Amazon SageMaker Model Parallelism: A General and Flexible Framework for Large Model Training
This provides a general and flexible framework for researchers and practitioners to train large models more easily, though it is incremental as it builds on existing model parallelism solutions.
The authors tackled the challenge of training large deep learning models by introducing Amazon SageMaker model parallelism, a flexible software library that integrates with PyTorch to enable efficient model parallelism with minimal code changes, achieving competitive performance on models like GPT-3 and BERT.

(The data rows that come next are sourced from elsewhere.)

PR #410, opened 2021-09-16
WIP: adds auto-prune per namespace

pradeepitm12:
This adds auto-pruning of taskrun and pipeline run per namespace
configured specifically.
adding unique schedule create a new cronjob in the annotated
namespace.
The default behaviour will persist, on top of it now user can
annotate a namespace with unique pruning configuration.
If user configures a unique schedule value by annotating a ns
a new cron job in that namespace will be created.

Auto puring is now enabled by default for default configurations
from tektonconfig.

Annotations introduced with this pr
 - "operator.tekton.dev/prune.skip"
 - "operator.tekton.dev/prune.resources"
 - "operator.tekton.dev/prune.resources.pipelineNames"
 - "operator.tekton.dev/prune.resources.taskNames"
 - "operator.tekton.dev/prune.keep"
 - "operator.tekton.dev/prune.keepsince"
 - "operator.tekton.dev/prune.schedule"

# Changes

# Submitter Checklist

review them:

# Release Notes


pkg/apis/operator/v1alpha1/tektonconfig_validation.go
```diff
@@ -62,10 +62,12 @@ func (p Prune) validate() *apis.FieldError {
 		errs = errs.Also(apis.ErrMissingField("spec.pruner.resources"))
 	}
 
-	if p.Keep == nil {
-		errs = errs.Also(apis.ErrMissingField("spec.pruner.keep"))
-	} else if *p.Keep == 0 {
+	if p.Keep == nil && p.KeepSince == nil {
+		errs = errs.Also(apis.ErrMissingOneOf("spec.pruner.keep", "spec.pruner.keep-since"))
```
nikhil-thomas, line 66: we also need to check if both are specified together. That should return an error, as we can accept only one of `keep` of `keepSince`

pkg/reconciler/openshift/tektonconfig/controller.go
```diff
@@ -21,43 +21,20 @@ import (
...
-	"knative.dev/pkg/kmeta"
 )
 
 // NewController initializes the controller and is called by the generated code
 // Registers eventhandlers to enqueue events
 func NewController(ctx context.Context, cmw configmap.Watcher) *controller.Impl {
 	ctrl := tektonconfig.NewExtensibleController(OpenShiftExtension)(ctx, cmw)
-	namespaceInformer := namespaceinformer.Get(ctx)
-	namespaceInformer.Informer().AddEventHandler(controller.HandleAll(enqueueCustomName(ctrl, common.ConfigResourceName)))
-
```
nikhil-thomas, line 40: why does this patch remove this. this is required for both managing RBAC and for pruning. isn't it.

nikhil-thomas: i see it is moved to common  part of the reconciler. 🧑‍💻 👍

pkg/reconciler/common/prune.go
```diff
@@ -21,75 +21,199 @@ import (
...
+	CronName                    = "resource-pruner"
+	JobsTKNImageName            = "IMAGE_JOB_PRUNER_TKN"
+	ownerAPIVer                 = "operator.tekton.dev/v1alpha1"
+	ownerKind                   = "TektonConfig"
+	pruneSkip                   = "operator.tekton.dev/prune.skip"
+	pruneResources              = "operator.tekton.dev/prune.resources"
+	pruneResourcesPipelineNames = "operator.tekton.dev/prune.resources.pipelineNames"
+	pruneResourcesTaskNames     = "operator.tekton.dev/prune.resources.taskNames"
+	pruneKeep                   = "operator.tekton.dev/prune.keep"
+	pruneKeepSince              = "operator.tekton.dev/prune.keepsince"
```
nikhil-thomas, line 47: Our goal is to make `keep` and ` keepsince` mutually exclusive.
in the TektonConfig CR prune spec, we can make use of webhook validation to make sure that only one of the 2 is set.

To ensure, similar check occurs in namespace lables, we have to break the prune "strategy" and "value" into 2 labels.


```suggestion
	pruneStrategy                   = "operator.tekton.dev/prune-strategy"
	pruneKeep                         = operator.tekton.dev/prune.keep
	pruneKeepSince               = "operator.tekton.dev/prune.keepsince"
	
```

Our user will have to set either `keep` or `keepSince` as the value for `operator.tekton.dev/prune-strategy` .

the the controller will honor only `operator.tekton.dev/prune.keep` if `operator.tekton.dev/prune-strategy == keep` 

and
the the controller will honor only `operator.tekton.dev/prune.keepSince` if `operator.tekton.dev/prune-strategy == keepSince`

pkg/reconciler/common/prune.go
```diff
@@ -170,5 +301,39 @@ func checkAndDelete(k kubernetes.Interface, ctx context.Context, targetNamespace
...
+func (pruner *Pruner) removedFromTektonConfig(prune v1alpha1.Prune) bool {
+	if len(prune.Resources) == 0 || prune.Schedule == "" {
+		return true
+	}
+	return false
+}
+
+func (pruner *Pruner) removedNSAnnotation() ([]string, bool) {
+	var namespaces []string
+	cronJobs, err := pruner.kc.BatchV1beta1().CronJobs("").List(pruner.context, v1.ListOptions{})
```
nikhil-thomas, line 316: let us add a label to all the cronJobs we create eg: `tektonconfig.operator.tekton.dev/pruner: true`

then this cronJob query can be improved by passing the label trough listOptions

pkg/reconciler/common/prune.go
```diff
@@ -170,5 +301,39 @@ func checkAndDelete(k kubernetes.Interface, ctx context.Context, targetNamespace
...
+	if err != nil {
+		return nil, false
+	}
```
nikhil-thomas, line 319: why don't we return error..  if no cronjobs are returned, we can check for  errorNotFound and return nil. [example](https://github.com/tektoncd/operator/blob/a3d280298cf08d090da741e2f6d0ee17b09e9d5f/pkg/reconciler/shared/tektonconfig/tektonconfig.go#L125)

pkg/reconciler/common/prune.go
```diff
@@ -170,5 +301,39 @@ func checkAndDelete(k kubernetes.Interface, ctx context.Context, targetNamespace
...
+	for _, cronjob := range cronJobs.Items {
+		if strings.HasPrefix(cronjob.Name, CronName) {
+			name := strings.TrimPrefix(cronjob.Name, CronName+"-")
```
nikhil-thomas, line 322: if we have already shorlisted the cronjobs using a label as mentioned in the comment above, this logic here will become, ns = cronjob.Namespace.

pkg/reconciler/common/prune.go
```diff
@@ -170,5 +301,39 @@ func checkAndDelete(k kubernetes.Interface, ctx context.Context, targetNamespace
...
+			if _, ok := ano[pruneSchedule]; !ok || ano[pruneSkip] == "true" {
+				namespaces = append(namespaces, name)
+			}
+		}
+	}
+
+	if len(namespaces) > 0 {
+		return namespaces, true
+	}
+	return nil, false
```
nikhil-thomas, line 337: could we make this   
```suggestion
	return namespaces, nil
```

pkg/reconciler/common/prune.go
```diff
@@ -21,75 +21,199 @@ import (
...
+		containers = append(containers, jobContainers...)
+	}
+	return containers
+}
+
+func (pruner *Pruner) createJobs(nsConfig *pruneConfigPerNS, ns string) []corev1.Container {
+	var containers []corev1.Container
+
+	cmdArgs := pruneCommand(nsConfig, ns)
+	jobName := SimpleNameGenerator.RestrictLengthWithRandomSuffix("pruner-tkn-" + ns)
```
nikhil-thomas, line 203: let us avoid the `namespace` suffix. it is redundant data and it doesn't help us with any functional benefits.

Im assuming that this was done to check a cronjob was created by this pruner logic. For that, let us add a label on the CornJob (example `tektonconfig.operator.tekton.dev/pruner: true`) 

This will be more readable. It will also help us filter our query for cronJobs from allnamespaces.

nikhil-thomas: In addition, we will create only 1 pruner CronJob in any given namespace.

pkg/reconciler/common/prune.go
```diff
@@ -21,75 +21,199 @@ import (
...
 )
 
 const (
-	tektonSA         = "tekton-pipelines-controller"
-	CronName         = "resource-pruner"
-	JobsTKNImageName = "IMAGE_JOB_PRUNER_TKN"
-	ownerAPIVer      = "operator.tekton.dev/v1alpha1"
-	ownerKind        = "TektonConfig"
+	tektonSA                    = "tekton-pipelines-controller"
+	CronName                    = "resource-pruner"
```
nikhil-thomas, line 38: let us make this `tektoncd-resorce-pruner`

pkg/reconciler/common/prune.go
```diff
@@ -21,75 +21,199 @@ import (
...
+			pc.config.KeepSince = defaultPruneConfig.KeepSince
+		}
+		if nsAnnotations[pruneKeep] != "" {
+			keep, _ := strconv.Atoi(nsAnnotations[pruneKeep])
+			uintKeep := uint(keep)
+			pc.config.Keep = &uintKeep
+			pc.config.KeepSince = nil
+		} else if defaultPruneConfig.Keep != nil && nsAnnotations[pruneKeepSince] == "" {
+			pc.config.Keep = defaultPruneConfig.Keep
+		}
```
nikhil-thomas, line 171: we have to add `pruneStrategy` logic here
as mentioned in  https://github.com/tektoncd/operator/pull/410/files#r712087264

pkg/reconciler/common/prune.go
```diff
@@ -98,11 +222,11 @@ func createCronJob(k kubernetes.Interface, ctx context.Context, pru v1alpha1.Pru
 			APIVersion: "batch/v1beta1",
 		},
 		ObjectMeta: v1.ObjectMeta{
-			Name:            CronName,
+			Name:            CronName + "-" + targetNs,
```
nikhil-thomas, line 225: https://github.com/tektoncd/operator/pull/410/files#r712104343

pkg/apis/operator/v1alpha1/tektonconfig_validation.go
pradeepitm12: Yeh, it makes sense, Thank You

pkg/reconciler/common/prune.go
pradeepitm12: This could be done. I am only thinking of updates, is there any chance the cronjob name change will create any problem with the updates?

pkg/reconciler/common/prune.go
pradeepitm12: Yes, looks good. Will update it.

pkg/apis/operator/v1alpha1/tektonconfig_validation.go
vdemeester: This check is still needed isn't it ? if we specify both should it fail or ?

pkg/reconciler/common/prune.go
vdemeester: Do we put annotation on the cronjob we create ? If yes, then we could/should probably not rely on the name, and thus changing it now wouldn't be a problem.
That said, where is this name use : inside `openshift-pipelines` (then it's fine to not have tektoncd prefix I would guess), or in any annotated namespace (then, yes, we should prefix it because we are not pruning all resources, just tektoncd ones).

vdemeester (commented):
- Is `keep: 2` a default we will/would ship ? because if yes, it might be a tidy bit too small.
- `keep` vs `keepSince` : I tend to agree that initially both "should" not be used together, but it could make sense though : I want to keep 100 pipelineruns and those since 4 weeks, and clean those who do not fit – If I have less than 100 in 4 weeks, I clean those after 4 weeks, if I have more than 100 in 4 weeks, I clean the 100 ; or the opposite, we would have to decide there.

pkg/reconciler/shared/tektonconfig/controller.go
```diff
@@ -18,6 +18,8 @@ package tektonconfig
 
 import (
 	"context"
+	"k8s.io/apimachinery/pkg/types"
+	namespaceinformer "knative.dev/pkg/client/injection/kube/informers/core/v1/namespace"
```
vdemeester, line 22: Those imports are at the wrong place 😝

vdemeester (commented):
I think we should remove the `operator.tekton.dev/prune.resources.pipelineNames` and `operator.tekton.dev/prune.resources.taskNames` from this feature / PR for now. 

- The feature is not present in the cluster-wide CR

With deep learning models rapidly growing in size, systems-level solutions for large-model training are required. We present Amazon SageMaker model parallelism, a software library that integrates with PyTorch, and enables easy training of large models using model parallelism and other memory-saving features. In contrast to existing solutions, the implementation of the SageMaker library is much more generic and flexible, in that it can automatically partition and run pipeline parallelism over arbitrary model architectures with minimal code change, and also offers a general and extensible framework for tensor parallelism, which supports a wider range of use cases, and is modular enough to be easily applied to new training scripts. The library also preserves the native PyTorch user experience to a much larger degree, supporting module re-use and dynamic graphs, while giving the user full control over the details of the training step. We evaluate performance over GPT-3, RoBERTa, BERT, and neural collaborative filtering, and demonstrate competitive performance over existing solutions.